I can see putting a top row down the middle and not tying it down. I do tie it when I haul that way with the 24' goose. (I finally realized I was possibly over loading).


----------



## Coondle (Aug 28, 2013)

If I overloaded and dropped a bale on the road, and got caught, I would: merely (and meekly) hold my wrists out ready for the cuffs; and brace myself for the book to be thrown at me.

I do not know if I am like the coyote, the fox, or the crow, or all 3.

You may have guessed despite my regular candidature for "the Wall of Shame", I am somewhat 'risk averse'.


----------



## Coondle (Aug 28, 2013)

Eight years ago a guy dropped a 5 ton cool of steel out of a curtainsider pantech through the windscreen of a Range Rover onto a lady's lap.

Poor lady would not have known what hit her.

Poor guy, formerly a haulier, did not know the coil was on board, pan tech closed and secured, coil not on the manifest.

Poor guy got to making little rocks out of big ones or making number plates or something.


----------



## Tim/South (Dec 12, 2011)

I just wish the trailer was 32 feet. At times I borrow a 32 foot dual tandem from a cousin. I can easily haul 17 with out double stacking, just a single row down the center on top.

One nice advantage to the dual tandem is being able to haul the BobCat to some smaller fields, load 10 or 11 rolls on the truck/trailer and still have the capacity to haul the BobCat back home.


----------



## Tim/South (Dec 12, 2011)

Coondle said:


> Eight years ago a guy dropped a 5 ton cool of steel out of a curtainsider pantech through the windscreen of a Range Rover onto a lady's lap.
> 
> Poor lady would not have known what hit her.
> 
> ...


I do not get close to a truck hauling a coil of steel. Enough of them are self unloading at the most improper time for me not to be anywhere around.


----------



## 8350HiTech (Jul 26, 2013)

Tim/South said:


> I just wish the trailer was 32 feet. At times I borrow a 32 foot dual tandem from a cousin. I can easily haul 17 with out double stacking, just a single row down the center on top.
> One nice advantage to the dual tandem is being able to haul the BobCat to some smaller fields, load 10 or 11 rolls on the truck/trailer and still have the capacity to haul the BobCat back home.

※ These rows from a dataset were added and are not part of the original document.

PR #2390, opened 2025-04-03
apis: add default Pending phase when creating reservation

googs1025:
### Ⅱ. Does this pull request fix one issue?None
- add default Pending phase when creating reservation

### V. Checklist

### DIFF
--- a/apis/scheduling/v1alpha1/reservation_types.go
+++ b/apis/scheduling/v1alpha1/reservation_types.go
@@ -115,6 +115,7 @@ type ReservationStatus struct {
 	// The `phase` indicates whether is reservation is waiting for process, available to allocate or failed/expired to
 	// get cleanup.
 	// +optional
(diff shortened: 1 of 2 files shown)


apis/scheduling/v1alpha1/reservation_types.go
```diff
@@ -115,6 +115,7 @@ type ReservationStatus struct {
 	// The `phase` indicates whether is reservation is waiting for process, available to allocate or failed/expired to
 	// get cleanup.
 	// +optional
+	// +kubebuilder:default="Pending"
```
googs1025, line 118: I found that when we create a reservation, there is no pending phase until the availble phase. A better way is to set the initial status to pending when creating it. 🤔

googs1025:
I have used 
`make manifests` and `make generate` to generate crd code

jasonliu747 (approved):
/lgtm

PR #2395, opened 2025-04-08
scheduler: Add Pod QosClass Sort for coscheduling

dongjiang1989:

Campare Pod QosClass, When QosClass not equal, the higher Qos is at the front of the queue

### V. Checklist


pkg/scheduler/plugins/coscheduling/coscheduling.go
```diff
@@ -170,6 +170,12 @@ func (cs *Coscheduling) Less(podInfo1, podInfo2 *framework.QueuedPodInfo) bool {
 		return childScheduleCycle1 < childScheduleCycle2
 	}
 
+	kubeQoS1 := extension.GetPodQoSClassWithDefault(podInfo1.Pod)
```
googs1025, line 173: Why do we need to obtain Qos type judgment in coscheduling? 🤔 
If I understand correctly, pod have a priority defined by their own priority. 
In QoS, it is used as a basis for judging whether to evict, and there is no need to sort QoS.

dongjiang1989: Hmmm.... Before comparing `Pod.Name`, it may make more sense to compare the `QosClass` set by the user.

saintube:
PTAL /cc @ZiMengSheng

pkg/scheduler/plugins/coscheduling/coscheduling.go
ZiMengSheng: Pod.Name is only used when sorting Pods in the same gangGroup, providing certainty of Pod dequeueing in the same gangGroup.

PR #2399, opened 2025-04-09
scheduler: reduce loadaware lock overhead, improve reservation args

saintube:
### V. Checklist


ZiMengSheng:
UT Fail

saintube:
> UT Fail

fixed

PR #2409, opened 2025-04-17
webhook: check quota that only allow max >= used for specific resources

zheng-weihao:

Adding an optional annotation `quota.scheduling.koordinator.sh/max-strict-check-resource-keys` for elastic quota that record resource keys that updates for quota spec should be checked max >= used in json format.

Example: `quota.scheduling.koordinator.sh/max-strict-check-resource-keys: '["cpu", "memory"]'`

NONE

### V. Checklist

### DIFF
--- a/apis/extension/elastic_quota.go
+++ b/apis/extension/elastic_quota.go
@@ -55,7 +55,7 @@ const (
 	AnnotationNonPreemptibleRequest      = QuotaKoordinatorPrefix + "/non-preemptible-request"
 	AnnotationNonPreemptibleUsed         = QuotaKoordinatorPrefix + "/non-preemptible-used"
 	AnnotationAdmission                  = QuotaKoordinatorPrefix + "/admission"
-	AnnotationCheckMaxGeUsedResourceKeys = QuotaKoordinatorPrefix + "/check-max-ge-used-resource-keys"
+	AnnotationMaxStrictCheckResourceKeys = QuotaKoordinatorPrefix + "/max-strict-check-resource-keys"
 )
 
 func GetParentQuotaName(quota *v1alpha1.ElasticQuota) string {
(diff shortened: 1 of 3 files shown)


pkg/webhook/elasticquota/quota_topology_check.go
```diff
@@ -70,6 +70,20 @@ func (qt *quotaTopology) validateQuotaSelfItem(quota *v1alpha1.ElasticQuota) err
...
+	if err != nil {
+		return fmt.Errorf("%v quota.Annotation[%v]'s value is invalid: %w", quota.Name, extension.AnnotationCheckMaxGeUsedResourceKeys, err)
+	}
+	for _, key := range resourceKeys {
+		if usedVal, exist := quota.Status.Used[key]; !exist {
+			continue // check should be skipped if current used never counts
+		} else if maxVal, exist := quota.Spec.Max[key]; !exist {
+			return fmt.Errorf("resourceKey %v of quota %v is included in used, which is not included in max but should check max >= used", key, quota.Name)
+		} else if maxVal.Cmp(usedVal) == -1 {
+			return fmt.Errorf("resourceKey %v of quota %v used,%v > max,%v", key, quota.Name, usedVal.String(), maxVal.String())
```
saintube, line 84: should be `used %v, > max %v`?

apis/extension/elastic_quota.go
```diff
@@ -28,33 +28,34 @@ import (
...
+	AnnotationResourceKeys               = QuotaKoordinatorPrefix + "/resource-keys"
+	AnnotationTotalResource              = QuotaKoordinatorPrefix + "/total-resource"
+	AnnotationUnschedulableResource      = QuotaKoordinatorPrefix + "/unschedulable-resource"
+	AnnotationQuotaNamespaces            = QuotaKoordinatorPrefix + "/namespaces"
+	AnnotationGuaranteed                 = QuotaKoordinatorPrefix + "/guaranteed"
+	AnnotationAllocated                  = QuotaKoordinatorPrefix + "/allocated"
+	AnnotationNonPreemptibleRequest      = QuotaKoordinatorPrefix + "/non-preemptible-request"
+	AnnotationNonPreemptibleUsed         = QuotaKoordinatorPrefix + "/non-preemptible-used"
+	AnnotationAdmission                  = QuotaKoordinatorPrefix + "/admission"
+	AnnotationCheckMaxGeUsedResourceKeys = QuotaKoordinatorPrefix + "/check-max-ge-used-resource-keys"
```
saintube, line 58: To revise the naming, how about `restricted-max-resource-keys`? WDYT

zheng-weihao: I think `restricted-max` does not exactly express the constraint when setting the annotation.
Since `ge` for "greater than or equal to" is commonly used, `check-max-ge-used-resource-keys` may be a good but not excellent choise.

pkg/webhook/elasticquota/quota_topology_check.go
zheng-weihao: solved

apis/extension/elastic_quota.go
saintube: This naming is kind of verbose...

zheng-weihao: How about `max-strict-check-resource-keys`

saintube: OK

zheng-weihao: Done @saintube

saintube (commented):
/lgtm
PTAL /cc @shaloulcy

PR #2419, opened 2025-04-22
scheduler: split quota PreFilter and fix preemption

saintube:

- koord-scheduler
  - Split ElasticQuota PreFilter to AfterPreFilter, so that the snapshotted quota stats can be adjusted before the real check.
  - Fix the quota recursive check and non-preemptible check with preemption. 
  - Reduce quotaInfo lock overhead by RWMutex.

### V. Checklist


saintube:
/hold
Looking for a more elegant way to support preemption.

PR #183, opened 2023-02-20
improve: getPendingRequests and unstakeTime

ryanwolhuter:
### Summary

Updates to the contract change some of the methods we interact with.

* We now have a view method `getPendingRequests` that we can call instead of having to static call `getPendingRequestsPostUpdate`.

* Figuring out when a user can execute unstake has been simplified — now the `voterStakes` view function returns `unstakeTime` **which is the time that the user can execute the unstake.**

 I had to update both of these in this one PR because the code would not build with the out of date method calls. 
 
 ### Changes
 
 * update the call to `getPendingRequests`
 * remove `unstakeRequestTime` and use the new `unstakeRequestTime` field instead.


web3/queries/staking/getStakerDetails.ts
```diff
@@ -1,24 +1,16 @@
...
-  const unstakeCoolDown = await getUnstakeCoolDown(votingContract);
-  const { pendingUnstake, unstakeRequestTime, delegate, rewardsPaidPerToken } =
+  const { pendingUnstake, unstakeTime, delegate, rewardsPaidPerToken } =
     result ?? {};
-  const unstakeRequestTimeAsDate = new Date(Number(unstakeRequestTime) * 1000);
-  const canUnstakeTime = getCanUnstakeTime(
-    unstakeRequestTimeAsDate,
-    unstakeCoolDown.toNumber()
-  );
+  const canUnstakeTime = new Date(Number(unstakeTime) * 1000);
```
daywiss, line 10: this is not a frontend issue, but in practice this doesnt work too well becuase block time differs from clock time and in my testing this is really out of sync, leaving the user thinkign they can claim, when time is still pending. this might be ok though once we raise unstake time to over 1 minute.

daywiss (approved):
nice

PR #184, opened 2023-02-20
feat: fix commit/reveal for delegatee

daywiss:
## motivation
Voting contracts have changed their api with regard to commit reveal for delgatees, we want to fix that

## changes
this only changes the logic around committing as a delegatee. they now commit based on delegators address in the commit hash. this is enough to get the functions working correctly again.


ryanwolhuter (approved):
nice, much simpler

PR #186, opened 2023-02-23
fix: copy around connected wallet delegate

daywiss:
## motivation
copy was wrong when logged in as a delegate in wallet settings

## changes
corrrectly switch between copy given delegate/delegator setting

image
image


ryanwolhuter (approved):
👍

What kind of ramps does it have? If it doesn't have ramps that leave you with a flat deck when they're folded, you can always build yourself a little wedge to haul around. It won't make it 32 feet but it will make it a bit more functional.

Edit: I was thinking of a 28. A flat ramp won't help you any with 5' bales on a 26'.

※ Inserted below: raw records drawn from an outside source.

PR #187, opened 2023-02-23
fix: address link for delegate

daywiss:
## motivation
links to address were being incorrectly formatted inside panel when notifying of a pending delegate request

## changes
we did not have a function for configuring address links in the config, were incorrectly using the transaction link generator. this adds an address link generator for each chain.

### DIFF
--- a/components/pages/WalletSettings/PendingRequests.tsx
+++ b/components/pages/WalletSettings/PendingRequests.tsx
@@ -107,8 +107,9 @@ export function PendingRequests({
               <NextLink
                 href={config.makeTransactionHashLink(transactionHash)}
                 passHref
+                target="_blank"
               >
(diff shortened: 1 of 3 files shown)


components/pages/WalletSettings/PendingRequests.tsx
```diff
@@ -107,8 +107,9 @@ export function PendingRequests({
               <NextLink
                 href={config.makeTransactionHashLink(transactionHash)}
                 passHref
+                target="_blank"
               >
-                <A target="_blank">View Transaction</A>
```
daywiss, line 111: unrelated fix, but this was not opening in new tab

ryanwolhuter (approved):
nice

PR #195, opened 2023-02-27
fix: fix reward estimation

daywiss:
## motivation
when claiming rewards on a quickly accumulating account, we would see actual claim amounts inconsistent with the amount shown on UI. this would sometimes under or overestimate rewards by a large margin.

## changes
In order to calculate the estimated rewards in real time, we need to know the current state of rewards on chain at a specific timestamp, and we need the length of time which has elapsed since that was fetched.  we were not fetching the current block timestamp when querying the data, but rather using "date.now".  this could cause wildly different "fetch times" since block time and date.now can be way off.  as a result estimations could be off by a large amout.  We change this to fetch the block timestamp when we fetch the reward data. This seems to give more consistent estimations, after 5 claims, it underestimates every time, which is expected since we cant estimate when the claim transaction will be mined, and rewards will accrue until tx is mined.

image
image

image
image

### DIFF
--- a/hooks/queries/rewards/useRewardsCalculationInputs.ts
+++ b/hooks/queries/rewards/useRewardsCalculationInputs.ts
@@ -21,6 +21,7 @@ export function useRewardsCalculationInputs(addressOverride?: string) {
         rewardPerTokenStored: BigNumber.from(0),
         cumulativeStake: BigNumber.from(0),
         updateTime: BigNumber.from(Date.now()),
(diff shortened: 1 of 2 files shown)


smb2796:
Would like a review from @ryanwolhuter as well - but I did some quick testing and it does look like it improved the accuracy quite a bit! So looks good to me and thanks for fixing @daywiss !

ryanwolhuter (approved):
great work, well done for figuring it out so quickly

PR #197, opened 2023-02-27
fix: use yyyy mm dd date format

ryanwolhuter:
### Motivation

Use the date format that is most common in the world. To specify this format while still using an English-speaking locale, we use the en-CA (Canada) date locale 🍁 

### Changes

* Use en-CA locale when formatting dates

### DIFF
--- a/components/Panel/VotePanel/Discussion.tsx
+++ b/components/Panel/VotePanel/Discussion.tsx
@@ -1,6 +1,7 @@
 import { Button, LoadingSpinner } from "components";
 import { discordLink, mobileAndUnder, red500 } from "constant";
 import { format } from "date-fns";
+import { enCA } from "date-fns/locale";
 import { addOpacityToHsl } from "helpers";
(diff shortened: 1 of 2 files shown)


components/Panel/VotePanel/Discussion.tsx
```diff
@@ -1,6 +1,7 @@
 import { Button, LoadingSpinner } from "components";
 import { discordLink, mobileAndUnder, red500 } from "constant";
 import { format } from "date-fns";
+import { enCA } from "date-fns/locale";
```
daywiss, line 4: what is this, cant find it in date docs?

ryanwolhuter: https://date-fns.org/v2.29.3/docs/Locale
https://en.wikipedia.org/wiki/Date_format_by_country

daywiss (approved):
id just suggest commenting on this becuase its not obvious what and why we are using this setting

PR #198, opened 2023-02-27
feat: add warning when user changing prev vote from seperate account

daywiss:
## motivation
When your delegate/delegator commits, you could potentially change their vote on your account. we wanted to warn the user

## changes
This adds a hover info when this behavior is detected
image


ryanwolhuter (approved):

smb2796 (approved):
Copy looks good to me!

PR #200, opened 2023-02-27
feat: add notification that user is delegator

daywiss:
## motivation
We currently show the user they are delegate, but not delegator. We should show both

## changes
this just enables the same type of notification if the user is curently a delegator, identical in style to the delegate

image

### DIFF
--- a/components/Header/Header.tsx
+++ b/components/Header/Header.tsx
@@ -62,15 +62,18 @@ export function Header() {
   const status = getDelegationStatus();
   const showDelegationNotification =
     !getDelegationDataLoading() &&
-    (status === "delegate" || status === "delegate-pending");
+    (status === "delegate" ||
+      status === "delegate-pending" ||
+      status === "delegator");
   const showV1RewardsNotification = v1Rewards?.totalRewards.gt(0);
   const isDelegate = status === "delegate";
+  const isDelegator = status === "delegator";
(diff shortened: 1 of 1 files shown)


components/Header/Header.tsx
```diff
@@ -117,6 +120,13 @@ export function Header() {
                     <Link href="/wallet-settings">delegate wallet</Link>
                   </>
                 )}
+                {isDelegator && (
+                  <>
+                    <Dot />
+                    &nbsp;&nbsp;Connected as{" "}
```
ryanwolhuter, line 126: Using spaces like this is an antipattern that can make things get a bit weird.

Rather remove the `&nbsp;` and add margin to the `<Dot />` like so:

```
const Dot = styled.span`
  height: 8px;
  width: 8px;
  // change
  margin-right: 8px;
  // other suggestion
  background-color: var(--color);
  border-radius: 50%;
  display: inline-block;
`;
```

Note: I also suggested changing the background color to `var(--color)` so that it can inherit the color of the notification and therefore also be used in red notifications too with no other modifications.

ryanwolhuter (approved):

components/Header/Header.tsx
daywiss: alright ill give it a try

PR #201, opened 2023-02-28
fix: handle wrong chain

ryanwolhuter:
### Motivation

Having the wrong chain logic tied up with the general error handling logic was causing some issues. When you connect with the wrong chain, the app would flash the "wrong chain" message and then quickly remove it. The app would then show an "error fetching data" message instead. 

Since being connected to the wrong chain is a special situation that makes it so that no user dependent data has meaning and no actions can be taken, I've elected to move the logic for handling this situation out of the `ErrorContext`. Instead, we add a property to the `WalletContext` called `isWrongChain` which we can use to show/hide a special error banner. This error banner looks the same as the others but is different in that it does not have a "close" button — the only way to get rid of this error is to switch to the correct chain.

I've also added `!isWrongChain` to all of the queries which depend on the connected chain. I have not disabled the query for past votes and non-chain queries like contentful data and augmented requests as these still work when given past votes.

### Changes

* Add wrong chain error banner
* Move wrong chain logic to wallet context
* Erase provider and signer when is wrong chain
* Disable chain queries when is wrong chain

### DIFF
--- a/components/ErrorBanner/ErrorBanner.tsx
+++ b/components/ErrorBanner/ErrorBanner.tsx
@@ -1,5 +1,6 @@
 import { EthersErrorLink } from "components/EthersErrorLink/EthersErrorLink";
-import { useErrorContext } from "hooks";
+import { wrongChainMessage } from "constant";
+import { useErrorContext, useWalletContext } from "hooks";
 import { ErrorOriginT } from "types";
 import {
   CloseButton,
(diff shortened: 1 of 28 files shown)


components/ErrorBanner/ErrorBanner.tsx
```diff
@@ -12,27 +13,52 @@ import {
...
   const { errorMessages, removeErrorMessage } = useErrorContext(errorOrigin);
 
-  if (!errorMessages.length) return null;
+  if (!errorMessages.length && !isWrongChain) return null;
 
   return (
     <Wrapper>
-      {errorMessages.map((message) => (
-        <ErrorMessageWrapper key={message?.toString()}>
+      {isWrongChain ? (
```
ryanwolhuter, line 23: I'm treating being on the wrong chain as a special case here, since there's not much point saying "something went wrong fetching the data" when they're on the wrong chain and everything will obviously fail

components/ErrorBanner/ErrorBanner.tsx
```diff
@@ -12,27 +13,52 @@ import {
...
+        <Error message={wrongChainMessage} />
```
ryanwolhuter, line 24: No `removeErrorMessage` for this one, so the "close" button doesn't show. I think this makes sense — the only way to get rid of this error is to switch to the correct chain

daywiss (approved):
good find

PR #203, opened 2023-02-28
fix: unstake cooldown always shown as seconds

ryanwolhuter:
### Motivation

The date-fns library assumes that if you pass in a value to format as an interval with a unit like `{ seconds: value }` then you want the output to be in that unit, i.e. seconds in this case. Passing it in as an interval tells date-fns to format it with the least values instead like x days y hours z minutes etc.

### Changes

* Pass `unstakeCoolDown` to date-fns `format` as an interval


daywiss (approved):
nice trick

Maybe add a deck over the hitch for a few more bales in capacity?


----------



## JD3430 (Jan 1, 2012)

Maybe he thought the overall length was 32' from front of hitch to end of trailer.
The length of trailer you buy should be directly proportional to the GCWR of your truck and the cargo you carry. 
I knew I could carry 20 4x5's legally and 20 will fit on a 30' gooseneck with 24,000 GVWR. I'm tagged at 33,000.
Here's a load of 18 on my trailer


----------



## Tim/South (Dec 12, 2011)

I got the trailer this afternoon. The title does not list the length.

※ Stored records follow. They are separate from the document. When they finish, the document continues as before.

PR #205, opened 2023-02-28
fix: pagination showing 2 1s

ryanwolhuter:
### Motivation

The original pagination logic tried to account for fitting in buttons into a space where less than the default number would fit. This is actually pointless because that would only happen on a screen less than 200px wide, which is not a type of device that exists. This logic was overly complicated and caused a bug where the number of buttons and whether to show a "go to first page" button was calculated wrong. This PR removes the complicated logic and fixes the math mistake.

### Changes

* Remove dependency on screen width in number of buttons calculation
* use `>` instead of `>=`  for `hasMorePagesThanButtons`
* Account for `numberOfPages === defaultNumberOfButtons + 1` when calculating number of buttons

### DIFF
--- a/components/Pagination/Pagination.tsx
+++ b/components/Pagination/Pagination.tsx
@@ -1,10 +1,9 @@
 import { Dropdown } from "components";
-import { grey800, mobileAndUnder, white } from "constant";
+import { grey800, tabletAndUnder, white } from "constant";
 import { addOpacityToHsl } from "helpers";
-import { usePaginationContext, useWindowSize } from "hooks";
+import { usePaginationContext } from "hooks";
 import PreviousPage from "public/assets/icons/left-chevron.svg";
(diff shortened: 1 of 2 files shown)


daywiss (approved):
i noticed this yesterday but failed to report it! nice fix.
fyi not critical but this does have an issue where you go to the last page with 10 items showing, then switch to like 20 or 50 items, you wont have a valid page selected anymore.  somewhere shoudl be `currentPage = min(pages.length,currentpage)` or something

ryanwolhuter:
> i noticed this yesterday but failed to report it! nice fix. fyi not critical but this does have an issue where you go to the last page with 10 items showing, then switch to like 20 or 50 items, you wont have a valid page selected anymore. somewhere shoudl be `currentPage = min(pages.length,currentpage)` or something

Nice catch! noted and fixed

PR #213, opened 2023-03-02
feat: add apr override

daywiss:
## motivation
we want to override the apr of 0 to something more reasonable

## changes
this sets an env to override, remove env to reset back to dynamic calc.
image


smb2796 (approved):
LGTM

My friend delivered it to me, he works with the guy who I bought it from. We talked about the length and I do believe they originally measured from the goose hitch to the end of the dove. Strange that the title does not have a length listed. It has two 12,000 lb. axles. My friend said it towed well, much easier than he expected.

I will probably keep it hooked to the Mack. Hauling hay is all I use it for anyway. Have 211 rolls to get home. Feels nice to have two trailers and not have to borrow one from a friend.


----------



## Tim/South (Dec 12, 2011)

JD, do you have any swaying/top heavy concerns when you double stack on top?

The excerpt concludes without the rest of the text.